The required answer is every line of the data containing the word "static".

___ Records to use ___

PR #698, opened 2025-10-18
Delete unnecessary comparison operators

JamesWrigley:
These are already defined by Base in terms of other comparison operators, so they cause a ton of invalidations. I believe the Python operators have the same logical requirements as the corresponding Julia ones, so this should still be correct :crossed_fingers: 

The total number of invalidations on Julia 1.12 went down to 8551 from 11647 (not including the fixed invalidations from the UnsafePointers.jl and Julia PRs, those remove a few more thousand). These invalidations should be fixed:
```julia
 inserting >=(x::PythonCall.Py, y::PythonCall.Py) @ PythonCall.Core ~/git/PythonCall.jl/src/Core/Py.jl:370 invalidated:                                                                                                                        
   backedges: 1: superseding >=(x, y) @ Base operators.jl:472 with MethodInstance for >=(::Any, ::Any) (2 children)

 inserting >=(x::Number, y::PythonCall.Py) @ PythonCall.Core ~/git/PythonCall.jl/src/Core/Py.jl:389 invalidated:                                                                                                                               
   backedges: 1: superseding >=(x, y) @ Base operators.jl:472 with MethodInstance for >=(::Int64, ::Any) (10 children)

 inserting >(x::Number, y::PythonCall.Py) @ PythonCall.Core ~/git/PythonCall.jl/src/Core/Py.jl:390 invalidated:
   backedges: 1: superseding >(x, y) @ Base operators.jl:425 with MethodInstance for >(::Int64, ::Any) (2 children)
              2: superseding >(x, y) @ Base operators.jl:425 with MethodInstance for >(::Int64, ::Any) (43 children)

 inserting !=(x::Number, y::PythonCall.Py) @ PythonCall.Core ~/git/PythonCall.jl/src/Core/Py.jl:386 invalidated:
   backedges: 1: superseding !=(x, y) @ Base operators.jl:321 with MethodInstance for !=(::Int64, ::Any) (69 children)

 inserting >(x::PythonCall.Py, y::PythonCall.Py) @ PythonCall.Core ~/git/PythonCall.jl/src/Core/Py.jl:371 invalidated:
   backedges: 1: superseding >(x, y) @ Base operators.jl:425 with MethodInstance for >(::Any, ::Any) (225 children)

 inserting !=(x::PythonCall.Py, y::PythonCall.Py) @ PythonCall.Core ~/git/PythonCall.jl/src/Core/Py.jl:367 invalidated:
   backedges: 1: superseding !=(x, y) @ Base operators.jl:321 with MethodInstance for !=(::Any, ::Any) (377 children)

 inserting >(x::PythonCall.Py, y::Number) @ PythonCall.Core ~/git/PythonCall.jl/src/Core/Py.jl:381 invalidated:
   backedges: 1: superseding >(x, y) @ Base operators.jl:425 with MethodInstance for >(::Any, ::Bool) (8 children)
              2: superseding >(x, y) @ Base operators.jl:425 with MethodInstance for >(::Any, ::Int128) (8 children)
              3: superseding >(x, y) @ Base operators.jl:425 with MethodInstance for >(::Any, ::UInt128) (8 children)
              4: superseding >(x, y) @ Base operators.jl:425 with MethodInstance for >(::Any, ::Int64) (8 children)
              5: superseding >(x, y) @ Base operators.jl:425 with MethodInstance for >(::Any, ::UInt64) (17 children)
              6: superseding >(x, y) @ Base operators.jl:425 with MethodInstance for >(::Any, ::UInt8) (56 children)
              7: superseding >(x, y) @ Base operators.jl:425 with MethodInstance for >(::Any, ::Integer) (66 children)
              8: superseding >(x, y) @ Base operators.jl:425 with MethodInstance for >(::Any, ::Int64) (209 children)

 inserting >=(x::PythonCall.Py, y::Number) @ PythonCall.Core ~/git/PythonCall.jl/src/Core/Py.jl:380 invalidated:
   backedges: 1: superseding >=(x, y) @ Base operators.jl:472 with MethodInstance for >=(::Any, ::Int64) (2 children)
              2: superseding >=(x, y) @ Base operators.jl:472 with MethodInstance for >=(::Any, ::UInt64) (3 children)
              3: superseding >=(x, y) @ Base operators.jl:472 with MethodInstance for >=(::Any, ::Int64) (408 children)

 inserting !=(x::PythonCall.Py, y::Number) @ PythonCall.Core ~/git/PythonCall.jl/src/Core/Py.jl:377 invalidated:
   backedges: 1: superseding !=(x, y) @ Base operators.jl:321 with MethodInstance for !=(::Any, ::Bool) (14 children)
              2: superseding !=(x, y) @ Base operators.jl:321 with MethodInstance for !=(::Any, ::UInt8) (32 children)
              3: superseding !=(x, y) @ Base operators.jl:321 with MethodInstance for !=(::Any, ::Int64) (375 children)
```

### DIFF
--- a/test/GIL.jl
+++ b/test/GIL.jl
@@ -3,7 +3,7 @@
     # GIL, these can happen in parallel if Julia has at least 2 threads.
     function threaded_sleep()
         PythonCall.GIL.unlock() do
-            Threads.@threads for i = 1:2
+            Threads.@threads :static for i = 1:2
                 PythonCall.GIL.lock() do
                     pyimport("time").sleep(1)
                 end
@@ -24,7 +24,7 @@ end
     # This calls Python's time.sleep(1) twice concurrently. Since sleep() unlocks the
     # GIL, these can happen in parallel if Julia has at least 2 threads.
     function threaded_sleep()
-        PythonCall.GIL.@unlock Threads.@threads for i = 1:2
+        PythonCall.GIL.@unlock Threads.@threads :static for i = 1:2
             PythonCall.GIL.@lock pyimport("time").sleep(1)
         end
     end


cjdoris:
This is a tricky one because on the one hand, these definitions do need to stay as they are because Python is weird. For example `x == y` in Python doesn't have to return a `bool`, and certainly `(x != y)` is allowed to be different from `not (x == y)`.

On the other hand, these comparison operators return a `Py` which violates the docstring for `==` (which I only just read and which explicitly says the result is a `Bool` unless one argument is a `Missing`) so these are illegal methods to start with. They are puns, really.

One can view this latter point as a bug and therefore fixable in a technically non-breaking fashion. But it definitely will break people's code. We're working (extremely slowly) towards PythonCall v1 which can definitely fix these issues.

The right thing to do would be to replace all these methods with ones that correctly return `Bool` (not `Py`) and remove the unnecessary ones in this PR (hence using the generic fallbacks in Base). I'll ponder if we can/should do this pre-v1.

cjdoris:
Thinking some more, actually I think these methods are not documented except there is one example which implies that `==(::Py, ::Int)` returns `Py`.

So perhaps it's ok to change these methods in a non-breaking release since the behaviour is (almost) undocumented, and is incompatible with the definition of `Base.==` anyway.

However like I said, this change will quite likely break a bunch of code in practice.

___

■ Finished task:
+            Threads.@threads :static for i = 1:2
+        PythonCall.GIL.@unlock Threads.@threads :static for i = 1:2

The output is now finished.